One day, Rebecca asks Marc if he knows anyone who is out of town, and he mentions that a wealthy acquaintance is in Jamaica. She convinces Marc to join her in breaking into the empty house, where she steals a handbag similar to one that her idol Lindsay Lohan has, cash, and the keys to a Porsche, which the pair use to flee the scene. They go on a shopping spree with the money, buying themselves luxury items like the ones they have previously admired in magazines.

Marc visits a nightclub with Rebecca and her friends (who include Nicki Moore, Nicki's adoptive sister Sam, and Chloe Tainer), where they ogle celebrities Kirsten Dunst and Paris Hilton. Later, while researching Hilton on the internet, Marc and Rebecca realize she is out of town. They find her address, go to her house, and, upon finding a key under the doormat, break in. They go through Hilton's belongings and take some jewelry with them, including a bracelet that Rebecca later flaunts to Nicki, Sam, and Chloe at a party.

At Nicki's request, Rebecca and Marc take her, Sam, and Chloe back to Hilton's house. The group marvels at the excess of Hilton's lifestyle and steals shoes, bags, dresses, cash, and jewelry. A drunk Chloe gets into an accident while driving away; she is arrested and sentenced to community service.

Marc and Rebecca return to rob Hilton's house on a third occasion and are nearly discovered by security. They then rob the home of Audrina Patridge, using the internet to determine when she will not be home. The group sells unwanted bags and other items at an outdoor market.

The entire group burgles the home of Megan Fox, wherein Nicki's younger sister Emily squeezes through a pet door to gain access to the house. Nicki discovers a handgun inside, and Sam playfully threatens Marc with it before taking it to her boyfriend Rob's home. When he grabs her, the gun goes off, though no one is injured.

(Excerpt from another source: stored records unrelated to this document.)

PR #6407, opened 2024-01-05
[State transitions] ocrvs register query fix

Nil20:


packages/gateway/src/features/registration/root-resolvers.ts
```diff
@@ -533,7 +538,7 @@ export const resolvers: GQLResolver = {
         throw new UnassignError('User has been unassigned')
       }
       if (hasScope(authHeader, 'register')) {
-        return markEventAsRegistered(
+        return await markEventAsRegistered(
```
rikukissa, line 541: Did you notice a difference when this wasn't here? I'm thinking there should be need to await here as there's no try-catch wrapping this. End result for the caller is a promise regardless.

```suggestion
        return markEventAsRegistered(
```

packages/workflow/src/records/fhir.ts
```diff
@@ -371,7 +371,11 @@ export async function createDownloadTask(
         [
           'http://opencrvs.org/specs/extension/contact-person-phone-number',
           'http://opencrvs.org/specs/extension/informants-signature',
-          'http://opencrvs.org/specs/extension/contact-person-email'
+          'http://opencrvs.org/specs/extension/contact-person-email',
```
rikukissa, line 374: As there are so many of these and most likely more than possible someone one day forgets one, would it make sense to invert the logic from here to pick the ones we really need?

packages/commons/src/fhir/transformers/index.ts
```diff
@@ -812,16 +813,20 @@ function createInformantRelationship(task: Task, fieldValue: string) {
...
-function createInformantsSignature(
+function createOrUpdateSignatureExtension(
   resource: Task,
   fieldValue: string,
   extensionPostfix: SignatureExtensionPostfix
 ) {
   if (!resource.extension) {
     resource.extension = []
   }
+  const signatureUrl: ExtensionUrls = `http://opencrvs.org/specs/extension/${extensionPostfix}`
```
Zangetsu101, line 824: Is there really a need for the `ExtensionUrls` type?

packages/workflow/src/records/fhir.ts
Zangetsu101: This is already picking the ones we need here. Did you mean perhaps skipping the ones we don't need? That would be all the action extensions e.g. assign, unassign, reinstate etc. That would make it so that we would only need to update the array when perhaps a new action comes in. There was something similar in gateway most likely called "ACTION_EXTENSIONS"

Zangetsu101 (changes requested):

packages/workflow/src/records/fhir.ts
rikukissa: Sorry, I think I got confused by the amount of different things we have in this list. Ideally this would work so that we wouldn't have to "carryover" details from task to task. For instance here we're creating an action / task "downloaded". Conceptually it doesn't really have a "contact person" per se, so this approach we currently have feels a bit awkward. 

For now the approach we have here is fine but we need to take on refactoring this at some point to be more so that each action / task is its own event with details specific to that event.

Zangetsu101 (approved):

PR #6420, opened 2024-01-10
[State transitions] Reject endpoint

Nil20:


packages/workflow/src/states.ts
```diff
@@ -34,16 +34,18 @@ export type RejectCorrection = Nominal<{}, 'RejectCorrection'>
...
   REQUEST_CORRECTION: RequestCorrection
   APPROVE_CORRECTION: ApproveCorrection
   MAKE_CORRECTION: MakeCorrection
   REJECT_CORRECTION: RejectCorrection
   CERTIFY: Certify
-  VALIDATION: Validate
-  DECLARATION_UPDATED: Update
-  REGISTERED: Register
+  VALIDATE: Validate
+  DECLARATION_UPDATE: Update
```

The group enters the home of Orlando Bloom and his girlfriend, Miranda Kerr. The girls steal various items and Marc finds a case filled with seven of Bloom's Rolex watches and a roll of cash. Chloe helps Marc sell the watches to her friend Ricky, a night club manager. The teens later return to Hilton's house with Rob, who finds and steals large amounts of jewelry.

A news report containing security footage from the robbery at Patridge's home concerns Marc, but Rebecca is undeterred. She instigates a burglary at the home of Rachel Bilson, and the group ultimately breaks into Lohan's house and robs it. Shortly thereafter, Rebecca moves to Las Vegas with her father, ostensibly due to troubles at home, leaving some of her stolen items with Marc.

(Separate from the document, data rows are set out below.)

PR #6427, opened 2024-01-11
[State transitions] Duplicate endpoint

Nil20:


packages/workflow/src/records/audit.ts
```diff
@@ -13,25 +13,29 @@ import { getEventType } from '@workflow/features/registration/utils'
...
+  const url =
+    action !== 'marked-as-duplicate'
+      ? new URL(`/events/${eventType}/${action}`, METRICS_URL).href
+      : new URL(`/events/${action}`, METRICS_URL).href
+  const res = await fetch(url, {
+    method: 'POST',
+    body: JSON.stringify(bundle),
+    headers: {
+      'Content-Type': 'application/json',
+      Authorization: `Bearer ${authToken}`
```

Media coverage of the Hollywood Hills burglaries intensifies, and the group acquires the label "The Bling Ring". Authorities ultimately identify the group using security footage from several robberies, statements from members of the group's social circle who heard its members brag about their exploits at drug-fueled parties, and photographs of the stolen items posted by the group on social media sites. Marc, Nicki, Chloe, Rebecca, Rob, and Ricky are arrested; Sam was not caught on camera and is able to avoid suspicion.

A remorseful Marc cooperates with the police, informing them of details of the burglaries, much to the chagrin of Rebecca, whom he identifies as the ringleader. A Vanity Fair journalist interviews Marc, still apparently exhibiting regret for his actions, but amazed at how much attention he has gotten, and Nicki, who claims the others were at fault and she is a religious humanitarian. When the group is prosecuted, they receive varying amounts of jail time and are ordered to pay millions of dollars in restitution for the stolen items. Marc is transported to prison, alone among various older criminals.

In the final scene, Nicki recounts her 30 days in jail on a talk show and reveals that Lohan was in the same facility at the same time. She then turns to the camera and promotes her website, where people can learn everything about her "journey".

Cast

 Israel Broussard as Marc Hall (based on Nick Prugo)
 Katie Chang as Rebecca Ahn (based on Rachel Lee)
 Emma Watson as Nicolette "Nicki" Moore (based on Alexis Neiers)
 Taissa Farmiga as Sam Moore (based on Tess Taylor)
 Claire Julien as Chloe Tainer (based on Courtney Ames)
 Carlos Miranda as Rob Hernandez (based on Roy Lopez, Jr.)
 Gavin Rossdale as Ricky (based on Johnny Ajar)
 Leslie Mann as Laurie Moore (based on Andrea Arlington-Dunn)
 Georgia Rock as Emily Moore (based on Gabby Neiers and Diana Tamayo)
 Annie Fitzgerald as Kate (based on Nancy Jo Sales)
 Stacy Edwards as Mrs. Hall
 G. Mac Brown as Henry
 Marc Coppola as Mr. Hall
 Janet Song as Mrs. Ahn
 Doug DeBeech as Adam
 Erin Daniels as Shannon
 Halston Sage as Amanda
 Patricia Lentz as Judge Henley
 Maika Monroe as Beach Girl
 Logan Miller as Kid at Party

Cameos
 Paris Hilton as herself
 Kirsten Dunst as herself
 Brett Goodkin as himself

Production

Development
In December 2011, it was reported that Sofia Coppola was developing a screenplay for a film based on the Bling Ring burglaries, to be directed and produced by herself. Her father, Francis Ford Coppola, executive produced the project through his American Zoetrope production company. In April 2012, it was announced that financing had been set up with NALA Films and Roman Coppola would also serve as a producer.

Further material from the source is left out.